* **PROBLEM TO SOLVE**
The reply to the records below should contain exactly the lines from the line with "elegaanz, line 6: What" through the line with "I stupidly tested", and nothing besides.

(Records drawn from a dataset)
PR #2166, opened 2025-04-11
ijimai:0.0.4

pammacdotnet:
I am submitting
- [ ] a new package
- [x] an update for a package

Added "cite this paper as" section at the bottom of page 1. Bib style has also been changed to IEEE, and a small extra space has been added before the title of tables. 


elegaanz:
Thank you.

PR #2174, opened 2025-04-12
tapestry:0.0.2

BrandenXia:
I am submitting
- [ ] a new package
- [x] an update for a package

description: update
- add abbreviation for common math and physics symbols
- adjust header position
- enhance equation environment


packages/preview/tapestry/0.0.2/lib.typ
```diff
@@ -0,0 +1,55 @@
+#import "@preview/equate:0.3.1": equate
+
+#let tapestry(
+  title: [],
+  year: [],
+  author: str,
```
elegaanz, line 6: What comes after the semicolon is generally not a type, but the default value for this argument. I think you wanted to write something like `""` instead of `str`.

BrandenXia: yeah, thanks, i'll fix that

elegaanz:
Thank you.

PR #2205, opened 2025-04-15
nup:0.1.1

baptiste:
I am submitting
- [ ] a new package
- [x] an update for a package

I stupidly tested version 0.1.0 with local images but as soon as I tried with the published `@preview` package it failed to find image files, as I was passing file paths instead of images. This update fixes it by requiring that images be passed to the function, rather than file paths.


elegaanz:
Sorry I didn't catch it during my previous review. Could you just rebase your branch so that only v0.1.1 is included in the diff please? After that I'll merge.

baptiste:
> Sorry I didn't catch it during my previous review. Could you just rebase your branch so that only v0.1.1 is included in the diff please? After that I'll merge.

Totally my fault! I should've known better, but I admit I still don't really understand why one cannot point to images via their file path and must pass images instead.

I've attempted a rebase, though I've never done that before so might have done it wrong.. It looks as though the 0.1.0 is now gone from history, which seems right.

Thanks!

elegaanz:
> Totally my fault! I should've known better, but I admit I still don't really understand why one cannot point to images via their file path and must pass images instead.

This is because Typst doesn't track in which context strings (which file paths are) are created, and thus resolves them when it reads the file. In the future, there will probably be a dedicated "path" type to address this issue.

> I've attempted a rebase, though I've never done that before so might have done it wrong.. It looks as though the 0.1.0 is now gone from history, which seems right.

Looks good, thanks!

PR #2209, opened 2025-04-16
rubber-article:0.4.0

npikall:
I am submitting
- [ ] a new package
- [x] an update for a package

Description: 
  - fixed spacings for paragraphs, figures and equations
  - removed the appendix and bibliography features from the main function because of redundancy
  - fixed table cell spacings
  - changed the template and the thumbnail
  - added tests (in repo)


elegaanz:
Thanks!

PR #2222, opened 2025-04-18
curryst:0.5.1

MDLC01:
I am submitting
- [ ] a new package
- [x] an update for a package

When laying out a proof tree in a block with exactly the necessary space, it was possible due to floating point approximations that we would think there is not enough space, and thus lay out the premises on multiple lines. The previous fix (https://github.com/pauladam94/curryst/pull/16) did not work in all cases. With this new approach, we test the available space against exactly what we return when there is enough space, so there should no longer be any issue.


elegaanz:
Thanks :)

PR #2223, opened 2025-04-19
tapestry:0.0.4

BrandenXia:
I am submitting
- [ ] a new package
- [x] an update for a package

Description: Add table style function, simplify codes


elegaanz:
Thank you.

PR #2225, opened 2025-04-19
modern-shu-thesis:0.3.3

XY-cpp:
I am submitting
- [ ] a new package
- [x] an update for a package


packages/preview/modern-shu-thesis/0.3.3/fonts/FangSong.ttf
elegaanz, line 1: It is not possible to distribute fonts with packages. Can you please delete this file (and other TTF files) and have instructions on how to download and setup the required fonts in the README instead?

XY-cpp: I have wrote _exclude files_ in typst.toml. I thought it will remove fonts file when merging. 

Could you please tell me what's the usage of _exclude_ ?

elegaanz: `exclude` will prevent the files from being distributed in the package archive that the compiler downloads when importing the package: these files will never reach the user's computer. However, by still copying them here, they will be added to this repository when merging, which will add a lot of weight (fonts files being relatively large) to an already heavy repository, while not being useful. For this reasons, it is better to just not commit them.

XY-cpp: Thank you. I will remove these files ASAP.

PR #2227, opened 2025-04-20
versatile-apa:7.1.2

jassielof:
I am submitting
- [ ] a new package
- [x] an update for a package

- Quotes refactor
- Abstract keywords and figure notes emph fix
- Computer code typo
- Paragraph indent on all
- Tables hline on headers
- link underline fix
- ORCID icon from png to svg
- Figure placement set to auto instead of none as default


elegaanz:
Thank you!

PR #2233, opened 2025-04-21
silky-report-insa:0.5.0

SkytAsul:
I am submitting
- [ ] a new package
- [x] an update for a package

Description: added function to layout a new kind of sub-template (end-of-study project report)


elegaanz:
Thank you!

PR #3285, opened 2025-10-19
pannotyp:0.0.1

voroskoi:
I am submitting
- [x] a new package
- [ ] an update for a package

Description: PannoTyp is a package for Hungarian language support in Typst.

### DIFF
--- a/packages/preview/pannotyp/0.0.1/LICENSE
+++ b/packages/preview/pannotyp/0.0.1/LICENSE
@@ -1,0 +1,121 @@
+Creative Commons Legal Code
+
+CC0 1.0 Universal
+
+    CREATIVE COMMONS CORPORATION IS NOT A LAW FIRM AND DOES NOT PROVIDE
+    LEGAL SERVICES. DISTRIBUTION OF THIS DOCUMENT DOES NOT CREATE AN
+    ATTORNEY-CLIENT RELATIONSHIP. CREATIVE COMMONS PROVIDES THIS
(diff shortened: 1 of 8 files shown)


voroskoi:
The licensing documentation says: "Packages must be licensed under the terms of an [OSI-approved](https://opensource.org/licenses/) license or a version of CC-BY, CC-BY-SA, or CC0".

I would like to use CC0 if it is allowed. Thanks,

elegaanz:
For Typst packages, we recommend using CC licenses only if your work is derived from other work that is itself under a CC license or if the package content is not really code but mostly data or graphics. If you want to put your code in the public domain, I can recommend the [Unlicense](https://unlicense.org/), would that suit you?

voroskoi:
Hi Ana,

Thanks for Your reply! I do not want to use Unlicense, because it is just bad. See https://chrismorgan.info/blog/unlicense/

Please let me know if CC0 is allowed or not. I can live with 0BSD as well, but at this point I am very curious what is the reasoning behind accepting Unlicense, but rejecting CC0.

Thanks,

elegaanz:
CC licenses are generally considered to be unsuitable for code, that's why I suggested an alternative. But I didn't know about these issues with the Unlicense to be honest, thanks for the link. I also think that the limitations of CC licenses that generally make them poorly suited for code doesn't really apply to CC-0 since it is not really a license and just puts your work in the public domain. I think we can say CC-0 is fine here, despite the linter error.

* **RESPONSE TO THIS TASK**
elegaanz, line 6: What comes after the semicolon is generally not a type, but the default value for this argument. I think you wanted to write something like `""` instead of `str`.

BrandenXia: yeah, thanks, i'll fix that

elegaanz:
Thank you.

PR #2205, opened 2025-04-15
nup:0.1.1

baptiste:
I am submitting
- [ ] a new package
- [x] an update for a package

I stupidly tested version 0.1.0 with local images but as soon as I tried with the published `@preview` package it failed to find image files, as I was passing file paths instead of images. This update fixes it by requiring that images be passed to the function, rather than file paths.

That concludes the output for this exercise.